-- Data shown --
BEGIN

PR #2537, opened 2019-04-23
dotnet plugin: fix parsing of newer sdk releases

ianmetcalf:
- [ ] Have you successfully run `./runtests.sh static`? **Couldn't install black
- [ ] Have you successfully run `./runtests.sh tests/unit`? **Couldn't get tests to finish

-----

In the process of setting up snapcraft for a dotnet core project I ran into an issue when using newer runtime versions. The releases metadata file that is being parsed to find the right sdk file to download has newer releases in a slightly different format. They now include the full URL instead of just the filename. They also changed the checksum file to use upper case instead of lower case letters in the checksum values. You can see this [here](https://raw.githubusercontent.com/dotnet/core/master/release-notes/releases.json) if you compare the releases at the top of the file to the ones lower down.

This updates the plugin to handle both release formats.

------

**I'm not developing on an ubuntu machine so running this test suite proved to be a challenge.

### DIFF
--- a/snapcraft/plugins/dotnet.py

END

-- The task --
For each line of the material that contains the word "runtests", make a copy.

-- Your solution --
- [ ] Have you successfully run `./runtests.sh static`? **Couldn't install black
- [ ] Have you successfully run `./runtests.sh tests/unit`? **Couldn't get tests to finish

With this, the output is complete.